Türkiye Barolar Birliği Disiplin Kurulu - 06.06.2022
Karar Dilini Çevir:


(1136 S. K. m. 34, 135, 158) (Türkiye Barolar Birliği Meslek Kuralları m. 4, 5)
E. 2008/319
K. 2008/447
T. 07.11.2008 
Şikayetli avukatın, kendisi hakkında yürütülen 2004/… sayılı başka bir disiplin kovuşturması nedeniyle Ordu Barosu Disiplin Kurulu Başkanlığı’na verdiği 24.09.2004 tarihli dilekçesinde şikayetçilere yönelik olarak kullandığı sözlerin, şikayetçilerin kişilik, onur ve şeref gibi manevi değerlerine saldırı olduğu iddiası ile başlatılan disiplin kovuşturması sonucunda baro disiplin kurulunca eylem sabit görülerek, Avukatlık Yasası’nın 135/4 maddesi gereğince üç ay süre ile işten çıkarma cezası ile cezalandırılmasına karar verilmiştir.

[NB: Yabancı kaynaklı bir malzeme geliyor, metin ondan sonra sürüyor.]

PR #40954, opened 2019-12-10
twilio - Fixed incorrect callback signature

CatGuardian:
Please fill in this template.

- [ x] Use a meaningful title for the pull request. Include the name of the package modified.
- [x ] Test the change in your own code. (Compile and run.)
- [x ] Add or edit tests to reflect the change. (Run with `npm test`.)

- [x ] Provide a URL to documentation or source code which provides context for the suggested changes: Line 169 of node_modules/twilio/lib/Client.js when twilio@2.11.1 is installed
- [x ] If this PR brings the type definitions up to date with a new version of the JS library, update the version number in the header.
- [ x] If you are making substantial changes, consider adding a `tslint.json` containing `{ "extends": "dtslint/dt.json" }`. If for reason the any rule need to be disabled, disable it for that line using `// tslint:disable-next-line [ruleName]` and not for whole package so that the need for disabling can be reviewed.

### DIFF
--- a/types/twilio/index.d.ts
+++ b/types/twilio/index.d.ts
@@ -1,6 +1,8 @@
-// Type definitions for twilio
+// Type definitions for twilio 2.11
 // Project: https://github.com/twilio/twilio-node
-// Definitions by: nickiannone <https://github.com/nickiannone>, Ashley Brener <https://github.com/ashleybrener>
+// Definitions by: nickiannone <https://github.com/nickiannone>
+//                 Ashley Brener <https://github.com/ashleybrener>
+//                 Anthony Messerschmidt <https://github.com/CatGuardian>
 // Definitions: https://github.com/DefinitelyTyped/DefinitelyTyped
 // TypeScript Version: 2.3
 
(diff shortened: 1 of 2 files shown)


CatGuardian:
@nickiannone

types/twilio/index.d.ts
```diff
@@ -1,6 +1,8 @@
-// Type definitions for twilio
+// Type definitions for twilio 2.11
```
DanielRosenwasser: Current version is 3.39 on npm. Any clue on significant changes? Should it just be marked as 3.39?

CatGuardian: Twilio 3+ has its own typings defined in the repo/npm package.
https://github.com/twilio/twilio-node/blob/master/package.json#L63

And yes this is majorly different than Twilio v3. They pretty much did a complete rewrite to the library.

So my intentions is to fix up the typings for the version of Twilio I'm using since either upgrading TypeScript to the latest version or upgrading my node version to node 12 (and thusly the @types/node) caused an error with these Typings. Not sure since I upgraded TypeScript and Node at the same time.

DanielRosenwasser: Gotcha, thanks for the response!

CatGuardian:
Thank you @DanielRosenwasser for looking at this and merging!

Baro disiplin kurulu kararına karşı şikayetli tarafından itiraz edilmiştir. Şikayetli itiraz dilekçesinde, Ordu ilinde bulunan taşınmazını mesken olarak şikayetçilere kiraladığını, kira bedelinin ödenmemesi nedeniyle tahliye kararı alındığını, icra kanalı ile tahliyeye gidildiğinde süre istediklerini, süre verildiğini, şikayetçilerin ayrılırken dış ve oda kapılarını, banyo ve mutfak dolaplarını, lavabo ve klozeti sökerek götürdüklerini, “evin esrar tekkesi, ahlak dışı işler” şeklindeki beyanının komşuların telefonda söylediklerinin nakledilmesi şeklinde olduğu, sözlerin kendisi tarafından yapılmış itham olmadığını, hukuk mahkemesinin tazminata ilişkin kararının bağlayıcı olmadığını, şikayetçilerle arasında 30’dan fazla dava olduğunu, verilen kararın tamamen hissi, hukuk ve adaletle ilgisiz bulunduğunu ve kararın kaldırılmasını talep etmiştir.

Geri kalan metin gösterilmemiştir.